Kolejny protest przeciwko homofobicznej ciężarówce fundacji "Pro-Prawo do Życia". W środę na Saskiej Kępie grupa osób na krótko zablokowała jej przejazd przez Warszawę.
Jak opisuje stołeczna "Gazeta Wyborcza", gdy około godziny 13:00 kilka osób wyszło na przejście dla pieszych przed ciężarówką i przez około 20 minut blokowało jej przejazd. W końcu na miejscu pojawiła się policja, która umożliwiła furgonetce przejechanie dalej. Poza osobami blokującymi pojazd jedna osoba pomazała plandekę z homofobicznym hejtem farbą w spreju.
Portal TVN Warszawa informuje, że policja spisała kierowcę ciężarówki, osoby blokujące jej przejazd oraz mężczyznę, który pomazał plandekę farbą. Nikt nie został zatrzymany, policja sporządziła dokumentację zdarzenia.
To kolejne w tym roku zatrzymanie furgonetki, która z głośników i na plandekach głosi hasła szczujące na osoby LGBT. Wśród oszczerstw jest m.in. przyrównanie homoseksualizmu do pedofilii.

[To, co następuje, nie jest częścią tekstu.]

PR #1495, opened 2022-06-04
Fixed error related to display_format in config file for some values

### LINKED ISSUE #1263: display_format: pretty and display_format: short lead to crash
### Environment
  - `jrnl --diagnostic` output: 
```
jrnl: v2.8.1
OS: Windows 10
```
  - Install method:  pipx

### Current Behavior

Setting the `display_format` configuration operation to `pretty` or `short` causes jrnl to crash when viewing the contents of the journal.

### Expected Behavior

It should use the selected format instead of crashing.

### Other Information

Stack trace is the same whether on `pretty` or `short`:
```
    exec(code, run_globals)
  File "c:\users\micah\.local\pipx\venvs\jrnl\lib\site-packages\jrnl\cli.py", line 35, in cli
    return run(args)
  File "c:\users\micah\.local\pipx\venvs\jrnl\lib\site-packages\jrnl\jrnl.py", line 73, in run
    search_mode(**kwargs)
  File "c:\users\micah\.local\pipx\venvs\jrnl\lib\site-packages\jrnl\jrnl.py", line 179, in search_mode
  File "c:\users\micah\.local\pipx\venvs\jrnl\lib\site-packages\jrnl\jrnl.py", line 340, in _display_search_results
AttributeError: 'NoneType' object has no attribute 'export'
```

apainintheneck:
### Checklist

  for the same issue.

Basically what was happening was that using `display_format: pretty` or `display_format: short` in your config file would cause an error. The reason for this was that even though those arguments were handled correctly they were sourced from the config file after those if statements had already been skipped over.

Now `_display_search_results` tries to source the `display_format` value from the config file if the `export` arg is empty before displaying search results. This is a small change so I didn't include any tests. Let me know if you think they are necessary and I'd be happy to add them.

Fixes #1263.


apainintheneck:
Actually, it looks like this clobbers the `--tags` flag so I'll take a longer look at it.

apainintheneck:
Okay, I had to change it to evaluate `--tags` before `--format`. Also, there was a weird thing that showed up in the unit tests where `mock_args.tags` was evaluating to true so I changed that as well. The funny thing is that that test isn't even testing for tags so I'm not sure why that happened.

wren (approved):
Looks good! Just updated the unit test to fix the tags issue you were running into.

micahellison (approved):
Looks good! I just added a BDD test in case of regressions.

Issue #1184, opened 2021-02-06
Refactor base Journal.py class


micahellison:
### Use Case/Motivation

The Journal class in Journal.py has a lot of responsibilities right now:
* Express the journal in as data in memory
* Reading/writing a journal file or directory
* Parsing a journal file
* Displaying the journal's entries in certain formats

This grab-bag of responsibilities has made it hard to work with, especially when it comes to adding flexibility like plugins, storage formats, and display formats.

Unless there's a compelling reason to keep some of these responsibilities in this class, I think the only concern of the Journal class should be to express the data in memory, like a "POPO" (Plain Old Python Object). Data access and data formats should probably live somewhere else.

### Other information

* [Wikipedia article on Plain Old Java Objects](https://en.wikipedia.org/wiki/Plain_old_Java_object) (which is what the notion of "Plain Old Python Objects" comes from)

micahellison:
I'm thinking about this issue as I look at #1352 -- it would be very nice to have color completely separated from the data access / data representation classes.

PR #1507, opened 2022-06-12
Add linewrap option 'auto'

### LINKED ISSUE #1246: Allow for automatic line wrapping based on detected console width
### Use Case/Motivation

Right now, we have a `linewrap` key in our configure that allows you to specify the max width of a line before wrapping. It's useful for customizing, but it could be automatic instead of manual.  Python can detect the user's terminal size and use that.

### Example Usage

Perhaps simply having an "auto" value for the linewrap key in the config would be enough:
```
linewrap: auto
```
Then jrnl would need to read that key and interpret it appropriately.

### Other information

Relevant python function: os.get_terminal_size() would do the trick. However! It is possible for it to fire an exception if there's no terminal (like perhaps in a headless configuration?) so jrnl would need to catch that and revert to a default value for the duration of the program if it fires.

jonakeys:
This resolves the feature request #1246 It adds the possibility to set 'auto' as linewrap option so jrnl automatically determines the width of the terminal/columns.

I chose to do the check while outputting information. The downside is that when using the debug flag it outputs a line for every entry. But it could also be done earlier when the config file is being read. Would that be better? If so, I'll modify the code to do so.

Fixes #1246 

### Checklist

  for the same issue.


jrnl/Entry.py
```diff
@@ -105,6 +108,18 @@ def pprint(self, short=False):
         )
 
         if not short and self.journal.config["linewrap"]:
+            columns = self.journal.config["linewrap"]
+
+            if columns == "auto":
+                try:
+                    columns = os.get_terminal_size()[0]
+                except:  # noqa: E722
```
micahellison: Could you use `except OSError` here? The docs for `get_terminal_size` say that's the exception that fires when it can't get the terminal size for standard out, I'd like to avoid generic exceptions.

micahellison (changes requested):
I have a small nitpick on the except clause, and I think this also needs some tests, either a unit test or a BDD test. Let us know if you'd like any help with that.

jonakeys:
Thanks for your remarks! I can easily specify the except clause.
But for the tests I need some help. I can create a test for the 'auto' linewrap option. But how do I create a test that checks if the `get_terminal_size` fires the exception?

micahellison:
We're working on the finishing touches of the 3.0 beta and are going to prioritize that now, but I'll get back to this PR to review in a week or so. Thanks for your work so far on it!

jonakeys:
That's no problem, I'm happy to contribute where I can.
And ofcourse the v3.0 has full focus now for you as maintainers. Good luck!

tests/bdd/features/config_file.feature
```diff
@@ -106,3 +106,8 @@ Feature: Multiple journals
         And we use the config "basic_onefile.yaml"
         When we run "jrnl --cf empty_file.yaml"
         Then the error output should contain "Unable to parse config file"
+
```
micahellison, line 109: Could you add a test for a config for format "fancy" and resolve the issue? I'm getting this message:
```
┏━ Error ━━━━━━━━━━━━━━━━━━━━━━━━━━━━━━━━━━━━━━━━━━━━━━┓
┃  TypeError                                           ┃
┃  unsupported operand type(s) for -: 'str' and 'int'  ┃
┃                                                      ┃
┃  This is probably a bug. Please file an issue at:    ┃
┃  https://github.com/jrnl-org/jrnl/issues/new/choose  ┃
┗━━━━━━━━━━━━━━━━━━━━━━━━━━━━━━━━━━━━━━━━━━━━━━━━━━━━━━┛
```

micahellison (changes requested):
One minor issue - this is broken with the "fancy" format. Could you take a look? It has its own code in jrnl/plugins/fancy_exporter.py. Thanks!

tests/bdd/features/config_file.feature
jonakeys: Thanks for the find. I created a bdd test and fix to resolve the error.

micahellison (approved):
Thanks for making this change. It's working well for me. I don't like seeing the same code in multiple places at once, but this is a more of a problem with jrnl's architecture than with your PR. We eventually want to refactor the Journal/Entry classes as mentioned in #1184 to separate presentation from data travel, and that's way outside of the scope of this PR.

jonakeys:
You're welcome, glad I can contribute! I'm also not a fan of duplicate code myself. But to fix it would need to create a function in a shared file with another import as consequence. That wouldn't be beautiful too. When the refactoring takes place, it will resolve issues like this indeed.

PR #1511, opened 2022-06-14
Check for duplicate keys in config file

### LINKED ISSUE #1415: Warn user when there are duplicate keys in the config file

jonakeys:
This PR solves issue #1415 It checks if a config file contains duplicate keys at the same level in the config file, warns the user about that and names the keys it concerns. The program still runs as usual (i.e. no exception is thrown) as stated in the requirements in the issue.
I also added BDD tests for the different cases.

Edit:
I chose to exclude old .json files, because those won't probably be used a lot anymore and besides that: after one run the config will be upgraded to .yaml anyway, so the check will be run.

Fixes #1415 

### Checklist

  for the same issue.


wren (changes requested):
Great addition of tests, and thenk you for taking on this issue, but the implementation itself is a bit brittle here. Instead of parsing the yaml file ourselves, can we make use of the yaml parsing library that jrnl already has loaded (ruamel)?

It looks like we already use `yaml.allow_duplicate_keys` [in config.py](https://github.com/jrnl-org/jrnl/blob/develop/jrnl/config.py#L165), so maybe we can make use of that? It might work to set `yaml.allow_duplicate_keys = False`, catch the exception, then warn the user about it, and reload with `yaml.allow_duplicate_keys = True` to be able to continue.

This would avoid reinventing a yaml parser, and give us a more robust check.

What do you think?

jonakeys:
Thanks for your comments, I really appreciate it!
The solution you propose indeed is simpler/more robust in checking for duplicate keys. Ruamel can check for duplicate keys and than we can act on that. The reason I choose to find another way is because the issue said:

> Maybe the warning could say something like: "Warning: the [key name here] key appears twice at the same level in your configuration file."

And ruamel only returns _that_ the file has duplicates, but not _which_ keys are duplicate. I thought it would be helpful to give the user information about the key(s) it concerns.

If it's ok to warn the user the file has duplicates, but not mentioning them specifically, I'm happy to rewrite the code in the way you described it.

wren:
> If it's ok to warn the user the file has duplicates, but not mentioning them specifically, I'm happy to rewrite the code in the way you described it.

Hrmm, that's a good point. Yes, I think that the increased robustness is worth the more vague warning. That's a shame that the exception doesn't have more info, but if that's the best we've got, then I think it's still worth using the library.

wren:
@jonakeys Actually, I just did a quick test on this with `yaml.allow_duplicate_keys = False` and I see the following exception, which seems to have all the info we want:

```
┏━ Error ━━━━━━━━━━━━━━━━━━━━━━━━━━━━━━━━━━━━━━━━━━━━━━━━━━━━━━━━━━━━━━━━━━━━━━━━━━━━━━━━━━━━━━━━━━━━━━━━━━━━━━━━━━━━━━━━━━━━━━━━━━━━━━━━━━━━━━━━━━━━━━━━━━━━━━━━━┓
┃  DuplicateKeyError                                                                                                                                              ┃
┃          while constructing a mapping                                                                                                                           ┃
┃    in "/Users/jonathan/Projects/Jrnl/test.yaml", line 14, column 5                                                                                              ┃
┃  found duplicate key "journal" with value "~/Projects/Jrnl/test-journals/basic_onefile.journal" (original value:                                                ┃
┃  "~/Projects/Jrnl/test-journals/basic_onefile.journal")                                                                                                         ┃
┃    in "/Users/jonathan/Projects/Jrnl/test.yaml", line 15, column 5                                                                                              ┃
┃                                                                                                                                                                 ┃
┃  To suppress this check see:                                                                                                                                    ┃
┃      http://yaml.readthedocs.io/en/latest/api.html#duplicate-keys                                                                                               ┃
┃                                                                                                                                                                 ┃
┃                                                                                                                                                                 ┃
┃          This is probably a bug. Please file an issue at:                                                                                                       ┃
┃          https://github.com/jrnl-org/jrnl/issues/new/choose                                                                                                     ┃
┗━━━━━━━━━━━━━━━━━━━━━━━━━━━━━━━━━━━━━━━━━━━━━━━━━━━━━━━━━━━━━━━━━━━━━━━━━━━━━━━━━━━━━━━━━━━━━━━━━━━━━━━━━━━━━━━━━━━━━━━━━━━━━━━━━━━━━━━━━━━━━━━━━━━━━━━━━━━━━━━━━┛

```

Are you seeing something different?

jonakeys:
The output you get is the output I get now myself too.. I can't recall seeing this when I started working on the issue. This is indeed enough information and a solution is close by. I'll see how to catch the exception and load the config after that.
Thanks for your ideas and thinking!

jonakeys:
@wren I reworked the code. The warning message now looks like this:

```
(jrnl-aMUFJMGM-py3.9) jonathan@gentoo ~ $ jrnl -1

┏━━━━━━━━━━━━━━━━━━━━━━━━━━━━━━━━━━━━━━━━━━━━━━━━━━━━━━━━━━━━━━━━━━━━━━━━━━┓
┃  Warning: One or more keys appear multiple times at the same level       ┃
┃          in your configuration file.                                     ┃
┃                                                                          ┃
┃          while constructing a mapping                                    ┃
┃    in "/home/jonathan/.config/jrnl/jrnl.yaml", line 2, column 3          ┃
┃  found duplicate key "title" with value "CYAN" (original value: "CYAN")  ┃
┃    in "/home/jonathan/.config/jrnl/jrnl.yaml", line 6, column 3          ┃
┃                                                                          ┃
┃  To suppress this check see:                                             ┃
┃      http://yaml.readthedocs.io/en/latest/api.html#duplicate-keys        ┃
┗━━━━━━━━━━━━━━━━━━━━━━━━━━━━━━━━━━━━━━━━━━━━━━━━━━━━━━━━━━━━━━━━━━━━━━━━━━┛
2022-06-09 20:37 this is a new entry
```



I can't get the second line 'in your configuration...' start at the same indent as the first line. Do you know how to fix this?

wren:
@jonakeys Thank you!

Since there's a beta out right now (v3.0), we're going to wait to fully review and merge this after that version is released. Thanks for your hard work on it! 👍

jonakeys:
Glad I can contribute a little to this project!
I understand the v3.0 is around the corner, so it's wise to focus on that release.

micahellison:
> I can't get the second line 'in your configuration...' start at the same indent as the first line. Do you know how to fix this?

I was just talking over this w/ @wren about this now, who will fix this in a separate PR for all messages by dedenting before building the message with its arguments.

wren (dismissed):
Looks great. Thank you!

micahellison (approved):

PR #146, opened 2024-04-26
BDRSPS-589: renamed fields visitOrganisations and surveyOrganisation to visitOrgs and surveyOrgs respectively.

joecrowleygaia:
Another thing to consider is that the fields are pluralised as they are list types. PartA backend will need to be updated following this merge.


serge-gaia:
Could you also update the CHANGELO.md
https://github.com/gaiaresources/abis-mapping/blob/main/CHANGELOG.md

joecrowleygaia:
> Could you also update the CHANGELO.md https://github.com/gaiaresources/abis-mapping/blob/main/CHANGELOG.md

I've updated it, but wasn't sure if it should be included as it is for SSD templates.

serge-gaia:
My bad, these changes didn't apply to the incidental occurrences. There were no needs to update the changelog which was just for incidental occurrences so far but what you did is still good.

joecrowleygaia:
> My bad, these changes didn't apply to the incidental occurrences. There were no needs to update the changelog which was just for incidental occurrences so far but what you did is still good.

Reverted the changelog commit. Should be good to go.

serge-gaia:
Sorry about that @joecrowleygaia

serge-gaia (approved):

PR #160, opened 2024-06-18
BDRSPS-697 Added mkdocs-material and github actions for publishing instructions.

joecrowleygaia:
This will hopefully trigger a github actions workflow and the docs should be viewable at https://gaiaresources.github.io/abis-mapping/


.gitignore
```diff
@@ -81,3 +81,6 @@ Dockerfile
 # Generated documents for testing
 /result.csv
 /result.md
+/docs/pages/**/*.md
```
serge-gaia, line 84: Do we exclude these because the `instructions.md`s come from elsewhere (`/abis_mapping/templates`) ?
If yes , shouldn't we be more specific and put instructions.md in the exclude rule. We might want to keep other `.md` than `index.md` in the `/docs` folder.

joecrowleygaia: i wanted to exclude it because the instruction page can be named anything at the moment. In the github action it will create a file called incidental_occurrence_data_v2.md.
I thought for now we could leave it at this and as the other templates get their instructions generated we will have more of an idea how to best structure this better.

serge-gaia: ok

.github/workflows/ci.yml
```diff
@@ -0,0 +1,32 @@
...
+          python-version: 3.11
+      - run: echo "cache_id=$(date --utc '+%V')" >> $GITHUB_ENV
+      - uses: actions/cache@v4
+        with:
+          key: mkdocs-material-${{ env.cache_id }}
+          path: .cache
+          restore-keys: |
+            mkdocs-material-
+      - run: |
+          pipx install poetry
```
serge-gaia, line 28: I think we should set a version of poetry (we are using poetry 1.6 or 1.8) . I don't want the the action to suddenly fail because poetry released a 2.x that breaks our process.

joecrowleygaia: Good call. Done.

serge-gaia (approved):

PR #163, opened 2024-06-20
BDRSPS-701 Fixed pipeline issues

joecrowleygaia:


.github/workflows/ci.yml
```diff
@@ -17,16 +17,18 @@ jobs:
       - uses: actions/setup-python@v5
         with:
           python-version: 3.11
```
serge-gaia, line 19: When looking at this job: https://github.com/gaiaresources/abis-mapping/actions/runs/9592649413/job/26451585975

I see 
```
The currently activated Python version 3.10.12 is not supported by the project (^3.11).
```
strange that the currently activated Python version is 3.10.x
It then switch back to 3.11 at the end

joecrowleygaia: i know i don't like it either, and i don't understand the `actions/setup-python@v5` action well enough to know what is happening at this stage.

chungvl (approved):

PR #184, opened 2024-08-20
BDRSPS-736 Fixed bad anchor refs

joecrowleygaia:
Also altered the debug level of all bad links during build to 'warn' and set the build mode to 'strict' for mkdocs/mike.


Lincoln-GR (approved):
Nice :+1:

To także ws. tej ciężarówki zatrzymano i postawiono zarzuty aktywistce LGBT Margot.
Kampania Przeciwko Homofobii radzi na swojej stronie, by na homofobiczne hasła na samochodach czy plakatach reagować przez zgłoszenie wykroczenia polegającego na "zakłóceniu spokoju, porządku publicznego i wywołania zgorszenia w miejscu publicznym".